The comparisons of environmental fields between CTL and NODA demonstrate that assimilating traditional radiosonde and surface observations significantly improves the SWV structure over South China at the initial time, leading to notable improvements in the wind fields in South China and some improvements in the northern SCS. However, the moisture field shows no improvement in the northern SCS. The improved SWV structure and wind fields at the initial time result in better predictions of the SWV locations and the associated southwesterly winds. The improvement can last for about 40 h in South China and over 65 h in the northern SCS. Additionally, the location of the front over the Taiwan Strait is better forecasted during the latter part of P2. Such improvement plays a significant role in precipitation forecasts, especially for heavy rainfall events. Despite the improvements, the forecasted precipitation intensity of CTL remains insufficient in southern Taiwan due to the initial shortage of moisture in the northern SCS. Further assimilating data from 24 dropsondes over the northern SCS with a temporal interval of 12 h leads to additional improvements in the low-level moisture and wind fields in the initial field over the northern SCS. Consequently, the forecast of low-level moisture transport in the southwesterly flow shows improvements, with the extra positive effects lasting beyond 35 h. Furthermore, the occurrence of the front over the Taiwan Strait are also better forecasted. As a result, the forecasting capability for heavy precipitation in southern Taiwan and other regions is also improved.

In conclusion, the distributions of low-level wind and moisture fields in the upstream region significantly influence precipitation in Taiwan during southwesterly flow events. A forecasting system must address both aspects for better precipitation forecasts. The results of this current case indicate that when Taiwan is affected by a dominant weather system over the South China region, assimilating traditional observational data alone can effectively help the wind forecasts near Taiwan. However, to improve precipitation forecasts, local observation data from dropsondes are essential to adjust the initial moisture field over the upstream ocean. These conclusions are consistent with those of the previous study [31], although the main causes of the southwesterly flow of that event were different to the current one. In addition, the current paper applies superior model configuration with observations at actual station locations and presents more advanced statistical analyses to better support the conclusions. Furthermore, the duration analysis reveals that dropsonde DA extends the positive impact window, particularly over regions critical to precipitation, offering a valuable contribution to the advancement of forecasting capabilities. These findings advocate for the continued exploration and integration of advanced DA methods, emphasizing the utility of dropsonde observations for improved precipitation predictions in areas with similar meteorological conditions.

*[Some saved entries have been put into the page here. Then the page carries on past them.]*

PR #874, opened 2025-01-02
chore: remove obsolete pre-commit command.

n1k0:
This isn't useful anymore. I even wonder if it has ever worked 🤔


vjousse:
Indeed, I came across the same command in `ecobalyse-data` and I was wondering the same…

vjousse (approved):

PR #876, opened 2025-01-02
feat(data,ui): add trims to more textile examples, render them in explorer

n1k0:
## :wrench: Problem

More example garments should feature trims ([Notion card](https://www.notion.so/Sc-nario-par-d-faut-pour-les-trims-1d3abd5235cc46b4bf746d090f094fdd)). We should also render them in the textile examples explorer.

## :cake: Solution

Update textile examples with new trims data. Render them in the textile examples exporer.

Check that the updated textile examples (see notion card) feature the expected trims. Check the textile examples explorer.

### DIFF
--- a/public/data/textile/components.json
+++ b/public/data/textile/components.json
@@ -1,7 +1,7 @@
 [
   {
     "id": "86b877ff-0d59-482f-bb34-3ff306b07496",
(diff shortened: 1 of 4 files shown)


vjousse (approved):

PR #325, opened 2016-06-12
more robust echobot, let roboed go

rahiel:
I had a weird crash where I received an update without a message, so the call to `update.message.text` crashed it. This takes care of that and the case where an update leads to an `Unauthorized` exception when `len(bot.getUpdates()) > 1`.

We also say goodbye to `roboed.py`, it does not teach more than echobot and I am too lazy to update its exception handling code.


examples/echobot.py
```diff
@@ -25,29 +28,29 @@ def main():
...
-def echo(bot, update_id):
-
+def echo(bot):
+    global update_id
     # Request updates after the last update_id
     for update in bot.getUpdates(offset=update_id, timeout=10):
         # chat_id is required to reply to any message
         chat_id = update.message.chat_id
         update_id = update.update_id + 1
+        if not update.message:  # we ignore updates without messages
```
leandrotoledo: Updates without messages could be edited messages, nice catch.

examples/echobot.py
```diff
@@ -25,29 +28,29 @@ def main():
...
+            continue
         message = update.message.text
 
         if message:
```
leandrotoledo: Maybe for simplicity we could go with (and remove the ``if not update.message``):
```
if update.message:
   bot.sendMessage(chat_id=chat_id, text=update.message.text)
```

But it's your call.

leandrotoledo:
Minor comments, other than that looks good to me.

``So long and thanks for all the fish roboed.py``

examples/echobot.py
rahiel: That looks much better!

leandrotoledo:
Nailed it! Good to be merged.

PR #329, opened 2016-06-21
Remove annoying http.server logging

dev-dsp:


jh0ker:
Hello and thank you for your contribution!
However, maybe we should not completely remove that logging. Instead, why not log everything to the `logging` module instead, at DEBUG level? That way, you can still see incoming requests for debugging purposes

jh0ker:
@dev-dsp Are you planning to fix this or should I close it?

I'd say we should just take the original code, remove the timestamp (as it's included in logging anyways) and log it to `logging`

```python
    def log_message(self, format, *args):
        sys.stderr.write("%s - - [%s] %s\n" %
                         (self.address_string(),
                          self.log_date_time_string(),
                          format%args))
```
to
```python
    def log_message(self, format, *args):
        self.logger.debug("%s - - %s" %
                                    (self.address_string(),
                                     format % args))
```

jh0ker:
closing, I'll implement the solution mentioned and open a new PR.

PR #344, opened 2016-07-11
Move webhook handler logs to logging at DEBUG level

jh0ker:
As pomised in #329

### DIFF
--- a/telegram/utils/webhookhandler.py
+++ b/telegram/utils/webhookhandler.py
@@ -114,7 +114,7 @@ class WebhookHandler(BaseHTTPServer.BaseHTTPRequestHandler, object):
         string contains any % escapes requiring parameters, they should be specified as subsequent
         arguments (it's just like printf!).
 
-        The client ip and current date/time are prefixed to every message.
+        The client ip is prefixed to every message.
         """
 
         self.logger.debug("%s - - %s" % (self.address_string(), format % args))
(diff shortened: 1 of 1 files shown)


telegram/utils/webhookhandler.py
```diff
@@ -102,3 +102,19 @@ def _get_content_len(self):
...
+
+        This is used by all other logging functions.
+
+        It overrides ``BaseHTTPRequestHandler.log_message``, which logs to ``sys.stderr``.
+
+        The first argument, FORMAT, is a format string for the message to be logged.  If the format
+        string contains any % escapes requiring parameters, they should be specified as subsequent
+        arguments (it's just like printf!).
+
+        The client ip and current date/time are prefixed to every message.
```
MWeesenaar: Date/time is only prefixed when the user's logging configuration. 
As discussed in a private chat, this line is probably copy pasted. Therefore a fix suggestion is to fix the 'and current date/time' part.

telegram/utils/webhookhandler.py
```diff
@@ -102,3 +102,19 @@ def _get_content_len(self):
...
+        """
+
+        self.logger.debug("%s - - %s" % (self.address_string(), format % args))
```
MWeesenaar: PEP8 recommends to use logging in the form of:
`self.logger.debug("%s - - %s", self.address_string(), format % args)`
See: https://docs.python.org/2/howto/logging.html#logging-variable-data

MWeesenaar:
Added two lines of comment on the PR. 
- Documentation is not entirely correct (expected output);
- Added a suggestion for different string formatting in logging.

MWeesenaar:
LGTM!

PR #362, opened 2016-07-30
Class methods

jh0ker:
PR to keep track of development.

The idea of this PR is to add shortcut-methods to the classes defined by the API.

**Example:**
To reply to a message with another text message, you would have to do 
```python
bot.sendMessage(update.message.chat_id, text="Reply")
```
Now, you can also do
```python
update.message.reply_text("Reply")
```
which is nothing more than a shortcut for `bot.sendMessage(update.message.chat_id, *args, **kwargs)`.

**List of methods planned:**

- `Message`
 - [x] `reply_text`
 - [x] `forward`
 - [x] `reply_photo`
 - [x] `reply_audio`
 - [x] `reply_document`
 - [x] `reply_sticker`
 - [x] `reply_video`
 - [x] `reply_voice`
 - [x] `reply_location`
 - [x] `reply_venue`
 - [x] `reply_contact`
- `Chat`
 - [x] `send_action`
 - [x] `kick_member`
 - [x] `leave`
 - [x] `unban_member`
 - [x] `get` (static?)
 - [x] `get_administrators`
 - [x] `get_members_count`
 - [x] `get_member`
- `User`
 - [x] `get_profile_photos`
- `File`
 - [x] `get` (static?)
- `InlineQuery`
 - [x] `answer`
- `CallbackQuery`
 - [x] `answer`


bomjacob:
Any chance we could add `send_chat_action` to `Message` and `Chat` too?

jh0ker:
It's already on Chat, I think that is enough, since they are both look linked

bomjacob:
Alright yeah, that seems good. Just wasn't sure if you added it since it's not in the original list :)

jh0ker:
screenshot_20160812-214938

jh0ker:
Sorry, just got back to my laptop and saw the huge screenshot. But I'll leave it that way :sunglasses:

jh0ker:
I think we should leave the static `get` methods, they seem a bit confusing and not really worth it

KamranMackey:
@jh0ker Just do them. They aren't confusing.

jh0ker:
@KamranMackey The problem is that you need an instance of the class before you could use them, because only the instance can have a reference to the `telegram.Bot` instance which is needed to make the API call.

So it couldn't be a static method after all.

KamranMackey:
@jh0ker Oh, okay. Just leave them then.

telegram/bot.py
```diff
@@ -1179,6 +1181,26 @@ def editMessageReplyMarkup(self,
 
         return url, data
 
+    def create_references(self, d):
+        """
+        Recursively reates a reference to this Bot instance in the dict and all contained dicts and
```
tsnoam: Recursively *iterates*?

telegram/bot.py
```diff
@@ -1222,10 +1244,14 @@ def getUpdates(self, offset=None, limit=100, timeout=0, network_delay=5., **kwar
 
         if result:
             self.logger.debug('Getting updates: %s', [u['update_id'] for u in result])
+
```
tsnoam: dangling space

telegram/bot.py
```diff
@@ -1179,6 +1181,26 @@ def editMessageReplyMarkup(self,
 
         return url, data
 
+    def create_references(self, d):
```
tsnoam: pep8 requires 3 letters variables

telegram/bot.py
```diff
@@ -154,6 +154,8 @@ def decorator(self, *args, **kwargs):
             if result is True:
                 return result
 
+            self.create_references(result)
+
```
tsnoam: why is it needed in the `message` decorator? isn't it only for sending messages? (after you already have a bot instance...)

telegram/bot.py
```diff
@@ -1222,10 +1244,14 @@ def getUpdates(self, offset=None, limit=100, timeout=0, network_delay=5., **kwar
...
             self.logger.debug('Getting updates: %s', [u['update_id'] for u in result])
+
         else:
             self.logger.debug('No new updates found.')
 
-        return [Update.de_json(x) for x in result]
+        for u in result:
+            self.create_references(u)
+
+        return [Update.de_json(u) for u in result]
```
tsnoam: @jh0ker 
I'm conflicted here.
I know it's pretty the way you currently implemented it (explicit and self explanatory). However, on busy bots, you actually run twice on 100 updates each time this code is called. so it can actually have performance impact.

Suggestion for discussion:
Instead of having `create_references` method, the various `de_json` methods will accept `bot` as a second parameter (similar to what I've done with `File.de_json` for the `request` object) 

then you can do:
`return [Update.de_json(u, self) for u in result]`

A similar comment goes for the Webhook below

telegram/utils/webhookhandler.py
```diff
@@ -85,7 +86,10 @@ def do_POST(self):
 
             self.logger.debug('Webhook received data: ' + json_string)
 
-            update = Update.de_json(json.loads(json_string))
+            update_dict = json.loads(json_string)
+            self.server.bot.create_references(update_dict)
+            update = Update.de_json(update_dict)
```
tsnoam: See comment about performance above (in bot.py)

tsnoam:
I left some comments on the diff.
most of them were just nitpicks (pep8 and stuff) but there was one which was regarding performance and requires discussion.

telegram/bot.py
jh0ker: I would tend to agree, I added it for the tests because I used the return value of a sent message to "reply" to it.

tsnoam: I think we should look for another way. This change actually changes the behaviour of a critical path in "production" code and only for tests.

jh0ker:
@whipermr5 Yes, that is safe.

PR #372, opened 2016-08-10
added url shortener to botan

njittam:
Botan supports a url shortener to get more information about your users.

### DIFF
--- a/telegram/contrib/botan.py
+++ b/telegram/contrib/botan.py
@@ -16,6 +16,8 @@ class Botan(object):
     token = ''
     url_template = 'https://api.botan.io/track?token={token}' \
                    '&uid={uid}&name={name}&src=python-telegram-bot'
+    shorten_template = 'https://api.botan.io/s?token={token}' \
+                       '&user_ids={user_ids}&url={url}&src=python-telegram-bot'
 
     def __init__(self, token):
         self.token = token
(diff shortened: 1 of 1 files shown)


telegram/contrib/botan.py
```diff
@@ -44,3 +46,23 @@ def track(self, message, event_name='event'):
...
             self.logger.warn('Botan track error ' + str(error.reason))
             return False
+
+    def shorten(self, url, user_id):
+        if not (url.startswith('http://') or url.startswith('https://')):
+            url = 'http://' + url
+        try:
+            url2 = self.shorten_template.format(token=str(self.token),
+                                                user_ids=str(user_id),
+                                                url=str(url))
```
tsnoam: `str()` is not needed here. It is implied by the string formatting.

telegram/contrib/botan.py
```diff
@@ -44,3 +46,23 @@ def track(self, message, event_name='event'):
...
+            request = Request(url2,
+                              headers={'Content-Type': 'application/json'})
```
tsnoam: we allow 99 chars in a line (per pep8 extension). can you please "join" this lines? (that probably what cause yapf in travis to fail)

telegram/contrib/botan.py
```diff
@@ -44,3 +46,23 @@ def track(self, message, event_name='event'):
         except URLError as error:
             self.logger.warn('Botan track error ' + str(error.reason))
             return False
+
+    def shorten(self, url, user_id):
+        if not (url.startswith('http://') or url.startswith('https://')):
```
tsnoam: Can you please change to a shorter form:
`if not url.startswith(('http://', 'https://'))`

telegram/contrib/botan.py
```diff
@@ -44,3 +46,23 @@ def track(self, message, event_name='event'):
...
+                                                user_ids=str(user_id),
+                                                url=str(url))
+            request = Request(url2,
+                              headers={'Content-Type': 'application/json'})
+            with urlopen(request) as response:
+                shortened_url = response.read()
+            return shortened_url.decode('utf-8')
+        except HTTPError as error:
+            self.logger.warn('Botan track error ' + str(error.code) + ':' + error.read().decode(
+                'utf-8'))
```
tsnoam: please don't use string concat here, but rather the `logging` dict formatting:
`self.logger.warn('some text %s:%s', error.code, error.read().decode('utf-8')`

telegram/contrib/botan.py
```diff
@@ -44,3 +46,23 @@ def track(self, message, event_name='event'):
...
+            return None
```
tsnoam: why not raise `TelegramError` here?

telegram/contrib/botan.py
```diff
@@ -44,3 +46,23 @@ def track(self, message, event_name='event'):
...
+        except URLError as error:
+            self.logger.warn('Botan track error ' + str(error.reason))
+            return None
```
tsnoam: same two comments as above

tsnoam:
closing as of lack of response.

PR #375, opened 2016-08-10
entities add

CapitainCrunch:
Telegram's update message has new entities, described here https://core.telegram.org/bots/API#messageentity
I've added some, and fix command, according to docs.
If bot receives smth like test@test.com /start, update has such tuple:
'entities': [{'length': 12, 'offset': 0, 'type': 'email'}, {'length': 5, 'offset': 0, 'type': 'bot_command'}]
which is neither a bot_command nor an email

Still, devs can parse an entity, using indexes of the dicts and a length in an entity list

### DIFF
--- a/telegram/ext/messagehandler.py
+++ b/telegram/ext/messagehandler.py
@@ -35,7 +35,10 @@ class Filters(object):
 
     @staticmethod
     def command(message):
-        return message.text and message.text.startswith('/')
+        if len(message.entities) == 1:
+            return bool(message.entities[0].type == 'bot_command')
+        else:
+            return False
 
     @staticmethod
     def audio(message):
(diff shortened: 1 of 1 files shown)


jh0ker:
Hey, thank you for your contribution!

I'm wondering, you only accept the message if there is only one entity in the message... that could be confusing (at least to me it is). Wouldn't it be more intuitive to check if any of the entities is the one we are searching for?

Another thing: Could we then perhaps have some kind of higher-order function that you can use like this_

```python
def entities(list_of_entities):
    # return a new function that checks the message for those entities
```
and then

```python
MessageHandler([entities(MENTION, TEXT_MENTION)])
```

What do you think?

bomjacob:
Superseeded by #409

This study has an important limitation worth noting, namely, the exclusion of satellite radiance DA. Satellite radiance offers observations over large areas, particularly in regions such as oceans, where traditional observation networks have sparse coverage. The absence of radiance DA may have led to an overestimation of the dropsonde impact in this study because if radiance data were incorporated into the DA system, they could partially offset the contribution from dropsonde data. Given these considerations, future studies should incorporate satellite radiance DA into their experimental designs. This would not only allow for a more accurate assessment of the relative contribution of dropsonde observations but also facilitate a comprehensive evaluation of the combined effects of different types of observations in improving rainfall forecasts for Taiwan.